PR #71, opened 2020-06-11
rigol-ds: Support for reading segmented data and some bug fixes

Cat-Ion:
Bug fixes:
- Reading was being stopped after the first frame ("End acquisition when data for all channels is acquired."). I removed that and now check the limit later.
- Sample rate can now be determined for all data sources, not only Live. It is read and stored at the start of data acquisition so it only has to be read once.
- Data transfers were missing "WAV:RES" and "WAV:BEG" calls, so sometimes the wrong data would be returned

Improvements:
- Support for reading segmented data for v3, v4, v5 protocols. Version 4 was tested, the other two should work but I don't have a matching scope to check.
- Some commands are now only called for the first frame, greatly reducing overhead for smaller transfers and many frames. For my test case of 5 frames, this halves the time needed to read 5x 14 kSa from 18 to 9 seconds.

### DIFF
--- a/src/hardware/rigol-ds/api.c
+++ b/src/hardware/rigol-ds/api.c
@@ -526,7 +526,6 @@ static int config_get(uint32_t key, GVariant **data,
 	struct dev_context *devc;
 	struct sr_channel *ch;
 	const char *tmp_str;
-	uint64_t samplerate;
 	int analog_channel = -1;
 	float smallest_diff = INFINITY;
 	int idx = -1;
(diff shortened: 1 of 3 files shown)


Cat-Ion:
Reading all segments and comparing them to the result from showing a segment and getting Live data doesn't match up, so can't merge this yet...

Cat-Ion:
Here's one such broken segment:

image

Cat-Ion:
Fixed :)

Cat-Ion:
I've tested this with my DS4000 for a bit and haven't seen any further bugs. If somebody could poke it with a DS1000Z or MSO5000 that'd be great, but otherwise this seems to be about done on my side.

uwehermann:
Merged in 418c99248cd9fe7913c3c337e831b3c601a9227a and the commits after that one, thanks a lot!

PR #74, opened 2020-06-20
fx2lafw: Add support for frames

Cat-Ion:
When using a number of frames that is not 1, the driver will read
samples up to its limit and then wait for another trigger. This will be
repeated until the configured number of frames has been finished.


abraxa:
Merged in bfc34b9ab0302fa0ba98eef3ce1b35c76d378589, thanks!

PR #75, opened 2020-06-25
scpi-pps: Add Siglent SPD3303 series PSU support

tjko:
This adds support to Siglent SPD3303C / SPD3303X / SPD3303X-E programmable DC power supplies.
Functionality was tested both via LAN (tcp-raw) and USB (USBTMC) using sigrok-cli and SmuView.

Siglent SCPI implementation is "problematic" so I implemented "quirks" in SCPI framework to allow supporting
instruments (vendors) that can't seem to follow SCPI/IEEE488.2 specifications...
This way SCPI behavior doesn't need to change for devices that comply with SCPI, but framework still can be used
with devices that require "tweaks": ca3de968497e6b0e890af74cdd26ca4d43c1178a

Several Siglent devices don't really have good USBTMC implementation, requiring delay after sending command, otherwise
unit won't respond (causing timeout). This change adds "quirk" for this behavior and enables it automatically for
affected devices (based on USB device IDs): 1a7cd9c0d784efc660dc6471e1e1ba4bcbdba9f4


tjko:
Replaced with: https://github.com/sigrokproject/libsigrok/pull/77

PR #76, opened 2020-06-27
Allow retrieving frame limits

Cat-Ion:
These patches enable querying previously set frame limits from devices that only used to store them without allowing reading them back out again. This is so we don't need to add special handling in pulseview for drivers that have this write-only

serial-lcr is curious in that it already had the `SR_CONF_LIMIT_FRAMES` case in its `config_get()`, but had not indicated this in the device options.


abraxa:
Merged in 1b8a37c688ace35683bc05b0618cb2ba353ad7e8, thanks!

PR #80, opened 2020-07-12
rigol-ds: Handle DSO1000B's CHAN#:PROB? responses

Cat-Ion:
Reported by thalesmaoa, should be tested by them before this is merged.


abraxa:
Merged in 34ce4d8258e61cb98446e027b2af0d6b522388fc, thanks!

PR #82, opened 2020-07-17
Fix for channel coupling not updating on changing, hantek-6xxx. 

wakass:
Presumed regression for bug #836


abraxa:
Merged as f5c618e55fe6e1b1bd43b441e688944c78b889b5, thank you! :)

PR #83, opened 2020-07-27
tplink-hs: Add initial support for the TP-Link HS110

fgervais:
Add support for the Kasa Smart Plug with Energy Monitoring by TP-Link.

This is basically a merge between beaglelogic and rdtech-tc.

It's my first driver in libsigrok so I'm expecting quite a few modifications might be required.


fgervais:
I did my tests using:

```
smuview -D --driver=tplink-hs:conn=tcp_raw/192.168.2.103/9999
```

src/hardware/tplink-hs/protocol.c
```diff
@@ -0,0 +1,491 @@
...
+	if (!(sdi = cb_data))
+		return TRUE;
+
+	if (!(devc = sdi->priv))
+		return TRUE;
+
+	if (revents == G_IO_IN) {
+		sr_info("In callback G_IO_IN");
+		recv_poll_data(sdi);
+		tplink_hs_tcp_close(devc);
```
fgervais, line 466: I'm pretty sure closing the socket here and keeping the session source pollfd is illegal and only works because my socket happens to get the same fd next time I connect, I'd like feedback on this.

I'm doing this because unfortunately the hs110 requires a new tcp connection for each requests and if I stay connected, the G_IO_IN event will continuously trigger. I also want to keep my event source so this callback will get called on timeout and so eventually I can poll the device again.

gsigh:
Yes if you cannot reliably keep the socket around, then you cannot use its handle for the glib mainloop. Can you create something that is not connected to the device, but remains available across the acquisition period? Like a timerfd, or some "standin" like a pipe or something, just for registration purposes. A timer may even support your period connecting to the device and getting samples (just guessing). Can't tell how portable a timer fd is though.

The sigrok-util repo has a new-driver script. Can you use that to create the first commit, please? This will tell the skeleton from the flesh, and is helpful for review and during maintenance. Also increases consistency across the drivers. Thank you!

Haven't checked details yet of the current implementation.

fgervais:
Ok skeleton done, I will now look at using a timerfd as proposed.

src/hardware/tplink-hs/protocol.c
fgervais: I switched to a combination of timer along with a temporary registration of the socket to get the reply. Now it seems legit to me.

fgervais:
The issue with the socket has been handled by the added timer source from the last commit.

gsigh:
Had a look, got some unassorted feedback: sw_limits should have config_get(), too. Socket fd probably needs to get invalidated after close(2) calls. Is shutdown(2) useful before close(2)? There is custom code for TCP communication, ideally there would be common code to not duplicate that logic too many times. Prefer common text to number conversion, the project has learned some locale(7) lessons. Prefer poll(2) over select(2), a library cannot know how many sockets an application has opened. Check error paths for balanced resources, probe may leak a connection, haven't checked others in detail. Check string literals for typos. Is the tplink-hs.h header required or can you fold it into protocol.h? Style nits: no need for deep indentation, one or two TAB are sufficient to reflect structure. Move assignments out of declaration blocks, especially the non-trivial ones. Too many empty lines may "break" code groups which actually belong together.

fgervais:
Thank you I'll address those issues

fgervais:
@gsigh I did a couple changes in the direction of your review, let me know what you think.

You might want to use the review function of github by clicking on the '+' sign right next to the line number and add you comment there while you browse my changes. This will also give me a bit more context.

gsigh:
Sorry, but no. Would rather use less of it than more, the github UI has not been a pleasant experience so far. And I'd rather not point to a single location for more general feedback that applies to the whole set of changes. This could be misleading at times. Granted that's just me, others need not agree with what I said above. Let those enjoy who do, just don't assume that all people feel in identical ways.

About the socket invalidation: I'd assume the extra boolean is not necessary. There is the integer fd that you can just void upon error or after close (assign a negative value). This approach would be more robust and less error prone. The elmination of select(2) by switching to poll(2) should be as obvious for the select() call's limitations.

gsigh:
Any progress with the source code adjustment?

fgervais:
I couldn't make much progress on this project. I'll see if I can squeeze to time on this soon.

abraxa:
No feedback, closing. Feel free to reopen if you're still interested in getting this merged, @fgervais .

PR #51, opened 2020-04-01
OLS Improvements

v1ne:
This PR adds the missing support for Advanced Triggers, as far as the sigrok trigger API can support it. Also, I took the liberty to iron out some glitches in the OLS driver.
What do you think? Is something missing? Should it be in a different shape?

PR #84, opened 2020-08-05
OLS cleanups

v1ne:
These clean-ups are taken from #51 and are the base to further refactor the driver and add support for advanced features of the DemonCore.


wsakernel:
Technically, it would be more Reviewed-by. But I don't mind much which one... Thanks!

gsigh:
Merged in 6f9234e6f333, thank you. Have added wsa's Reviewed-By. Had to adjust the commit messages. Would be nice if your future commits would stick with the project's habit of prefixing the subject with the driver name. Makes it easier to navigate later during research.

v1ne:
@gsigh: Sure, will do! Thanks for telling me.

Issue #509, opened 2019-09-10
mbstring error on Debian Buster.


kc0dxf:
I'm migrating to Debian Buster.  I have php version 7.3 and also the php-mbstring package installed.  When I try to go to a fresh pico install I get this error: 
Pico requires the PHP extension 'mbstring' to run

What must I do to get it to work?
Thanks!

kc0dxf:
Thanks for the help.  What happened is that I upgraded Debian Stretch to Debian Buster.  Stretch must have had php 7.0 and when I upgraded to Buster, php 7.3 was installed.  However, Apache was still using php 7.0.  I simply did the following:
a2dismod php7.0
a2enmod php7.3
systemctl restart apache2

Now Pico is working fine!  Thanks for the suggestions.

JamesTheAwesomeDude:
I had this error as well (on the UAH webpages server, which I, obviously do not have administrative access to, thus could not [fix](https://stackoverflow.com/q/8266396) this at a system level)

My solution, which I'm noting here for posterity, was to include an [mbstring polyfill](https://github.com/symfony/polyfill-mbstring)

or, in a nutshell:

	php ~/composer.phar create-project picocms-pico-composer ./blog
	php ~/composer.phar require symfony/polyfill-mbstring -d ./blog

I have a fork created to include this require OOTB; I'm not sure how broad this case is. I'm sure there's lots of people on budget webhosts who'd love/appreciate such an inclusion. (Also, apparently some web frameworks explicitly require said administrative changes NOT to be set; this polyfill at a directory-level allows Pico to coexist on the same server as such frameworks.)

PR #517, opened 2019-11-08
Enhancement: require mbstring polyfill

JamesTheAwesomeDude:
c/f [#509/551912485](https://github.com/picocms/Pico/issues/509#issuecomment-551912485)

On some webhosts, `php-mbstring` may not be available; including [this 27KiB library](https://github.com/symfony/polyfill-mbstring) remedies those cases.

### DIFF
--- a/composer.json
+++ b/composer.json
@@ -32,7 +32,7 @@
         "symfony/yaml" : "^2.8",
         "erusev/parsedown": "^1.8|1.8.0@beta",
         "erusev/parsedown-extra": "^0.8|0.8.0@beta",
-        "symphony/polyfill-mbstring": "^1.12"
+        "symfony/polyfill-mbstring": "^1.12"
     },
     "suggest": {
         "picocms/pico-theme": "Pico requires a theme to actually display the contents of your website. This is Pico's official default theme.",
--- a/composer.json
+++ b/composer.json
@@ -31,7 +31,8 @@
         "twig/twig": "^1.35",
         "symfony/yaml" : "^2.8",
         "erusev/parsedown": "^1.8|1.8.0@beta",
-        "erusev/parsedown-extra": "^0.8|0.8.0@beta"
+        "erusev/parsedown-extra": "^0.8|0.8.0@beta",
+        "symphony/polyfill-mbstring": "^1.12"
     },
     "suggest": {
         "picocms/pico-theme": "Pico requires a theme to actually display the contents of your website. This is Pico's official default theme.",


PhrozenByte:
I remember that I've had this discussion before, but for some reason I can't find it anymore :unamused: There are two issues with `symfony/polyfill-mbstring` in my opinion:

1. `symfony/polyfill-mbstring` requires PHP's `iconv` extension. Even though `iconv` is a default extension, there definitely are installations out there which don't have `iconv` enabled. There's also a polyfill for `iconv`, however, `symfony/polyfill-iconv` is a pure PHP implementation, making it perform poorly; `symfony/polyfill-mbstring` is a partially native implementation at least. So, just to make this clear, using `symfony/polyfill-mbstring` is an improvement without any doubt. But it's no bullet-proof solution. Anyway, this isn't really a impediment.

2. `symfony/polyfill-mbstring` isn't really a recommended solution, rather an "last resort" type of solution. Even though it's a partially native implementation, the downsides are still notable. It's always better to install the native PHP extension - and for most webservers you'll have to do this anyway, because requiring `mbstring` is very common. Thus I'm not sure whether there are actually (budget) hosters out there which don't have `mbstring` installed (the number of support tickets about this topic would be awful I guess). I'd rather assume that this is mostly an issue in self hosting environments (or in situations like "the IT department gave me access to this server", i.e. neither "real" hosting, nor self-hosting). The better solution always is to install the native extension. Requiring `symfony/polyfill-mbstring` by default just "hides" this issue. Requiring it on a case-by-case basis is still possible though.

This is no decision, I'm still struggling about it... Since we're currently in beta for Pico 2.1 it's definitely the right time to make this decision. **More opinions would be appreciated!**

JamesTheAwesomeDude:
That definitely makes sense.

Seeing your concerns, I think I agree that (unconditionally) adding extra libraries that displace native, commonly-available functions with polyfills (however well-written), is probably not the right workaround.

I'm not sure how prevalent `mbstring` not being administratively available is; I know that https://webpages.uah.edu/ seems to lack it; but, other than that, I haven't really shopped around very much.

Perhaps it'd be a more elegant solution to just beef up the dependency documentation a bit? The biggest ~~annoyance~~ hurdle I had with this, was that nowhere in the [User Documentation](http://picocms.org/docs/) does it list any system requirements/dependencies beyond minimum PHP version.

If these were at least *noted somewhere*, I think it would enable the user to do appropriate troubleshooting without imposing the need for as much direct, technical debugging.

So, dependency-wise, what's missing from this list? If it's not much more than the following, would it be appropriate to just edit some extra deets into [`install.md`](https://github.com/picocms/picocms.github.io/blob/master/_docs/install.md)?

 * ~~PHP ≥ 5.3.6~~
 * `mod_rewrite`
 * `mbstring`

PhrozenByte:
Yeah, adding some note to the install instructions might be sufficient. Pico itself actually requires just PHP ≥ 5.3.6, however, Parsedown additionally requires the PHP extension `mbstring` and Parsedown Extra furthermore requires the PHP extension `dom`. That's it. `mod_rewrite` is, like URL rewriting in general, optional (unless you wanna use plugins implementing security stuff like authentication).

PR #535, opened 2020-03-29
Pico 3.0

PhrozenByte:
Since the issues with our old dependencies kinda got out of hand lately (see #528, #534 and 8a44584291685e5e163765ed6578c184c991794e), it's time to kick-start development of **Pico 3.0** :tada:

Major changes are going to be updated dependencies (Twig 3.0+ and Symfony YAML 5.0+) and lifting the requirements to PHP 7.2.5+. We definitely won't implement all of #317, but rather focus on lazy page discovery and loading. We definitely won't overhaul Pico's event system now, neither will we implement caching or i18n support with Pico 3.0 (maybe with Pico 3.1? :thinking:).

We'll also think about changing Pico's Markdown parser. Unfortunately Parsedown's development process got very unreliable lately. However, there's a lot to consider - not just BC, but also performance-wise (Parsedown is by far the most performant Markdown parser I know). Thus there's no decision made yet. Other opinions are very welcome on this topic! Also see e.g. #576

Pico 3.0 is a major release, thus it will break BC. As always, Pico's official [`PicoDeprecated` plugin](https://github.com/picocms/pico-deprecated) ([Pull Request](https://github.com/picocms/pico-deprecated/pull/2)) will do its best to maintain BC. However, be warned, we'll explicitly drop all pre-v1.0 and v1.0 behaviour that affects performance.

As always, **feedback is highly appreciated!** :heart: 

---

**Ideas**

- #581: Pico bundle package with various official plugins

---

**Release of Pico `v3.0.0-alpha.1`**

Since the mentioned issues are affecting live installations already, I decided to release a intermediate [Pico `v3.0.0-alpha.1`](https://github.com/picocms/Pico/releases/tag/v3.0.0-alpha.1). This release upgrades Pico's dependencies to Twig 2.12, Symfony YAML 3.4, Parsedown 1.7.4 and Parsedown Extra 0.8.1 for now (requiring PHP 7.0.8+). Both are still officially supported and are basically drop-in replacements, since they maintain BC on a best-effort basis ("best-effort" means "should work for most users", there can still be issues for some users). Pico `v3.0.0-alpha.1` is meant as a fast solution for all people experiencing the issues mentioned above.

**Feedback about Pico `v3.0.0-alpha.1` is highly appreciated**, especially regarding issues! :+1: 

---

**Related links**

- [List of ideas for Pico 3.0 and beyond](https://github.com/picocms/Pico/issues/317)
[...]

PR #585, opened 2021-05-17
Pico For 🚀 php >=8.x?

ILDaviz:
Hi pico team! 🚀 I'm update core pico for php> = 8 but not tested it's very very very early project ;D 
In this month i think complete it. And PicoLovers ❤️ Thanks for creating this piece of software!

### DIFF
--- a/composer.json
+++ b/composer.json
@@ -31,7 +31,7 @@
         "source": "https://github.com/picocms/Pico"
     },
     "require": {
-        "php": ">=7.0.8",
+        "php": ">=8.0",
         "ext-mbstring": "*",
         "twig/twig": "^2.12",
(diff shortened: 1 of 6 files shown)


PhrozenByte:
Thank you for your PR :heart:

Did you check out #535? A lot of this has been done already. Pico always was a project that aims for a maximum of compatibility, thus I'm not so sure whether lifting the minimum requirement to PHP 8.0 is suitable. This is not about whether PHP 8.0 is wide spread enough, it is, but there are still a lot of servers with older PHP versions, like Debian Buster servers with PHP 7.3, supported until 2024, or even worse, RHEL.

ILDaviz:
Ok @PhrozenByte I will then work on that version; D

PR #599, opened 2021-08-15
Update web links in index.md

dipohl:
Checked all web links and updated them where necessary especially eliminating some 404 errors.


PhrozenByte:
Thank you very much! :heart:

mayamcdougall:
@PhrozenByte Whoops. Didn't think to check the sample-content when removing the themes wiki. 😅

Don't let me forget to check through it when we eventually get the plugins migrated too!

PR #643, opened 2022-06-24
Replace strftime (obsolete in PHP 8.1)  by date

Marcussacapuces91:
I didn't dig very deep to see side effects


PhrozenByte:
Thank you for your contribution :+1: However, `date()` is no replacement for `strftime()`, as the latter supports different locales.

§ §

## Exercise brief
What do the lines above say from the one containing "Merged in 1b8a37c688ace35683bc05b0618cb2ba353ad7e8, thanks!" down to the one containing "PR #83, opened 2020-07-27"? Return them exactly, both end lines included, and only them.

## Answer to this task
Merged in 1b8a37c688ace35683bc05b0618cb2ba353ad7e8, thanks!

PR #80, opened 2020-07-12
rigol-ds: Handle DSO1000B's CHAN#:PROB? responses

Cat-Ion:
Reported by thalesmaoa, should be tested by them before this is merged.


abraxa:
Merged in 34ce4d8258e61cb98446e027b2af0d6b522388fc, thanks!

PR #82, opened 2020-07-17
Fix for channel coupling not updating on changing, hantek-6xxx. 

wakass:
Presumed regression for bug #836


abraxa:
Merged as f5c618e55fe6e1b1bd43b441e688944c78b889b5, thank you! :)

PR #83, opened 2020-07-27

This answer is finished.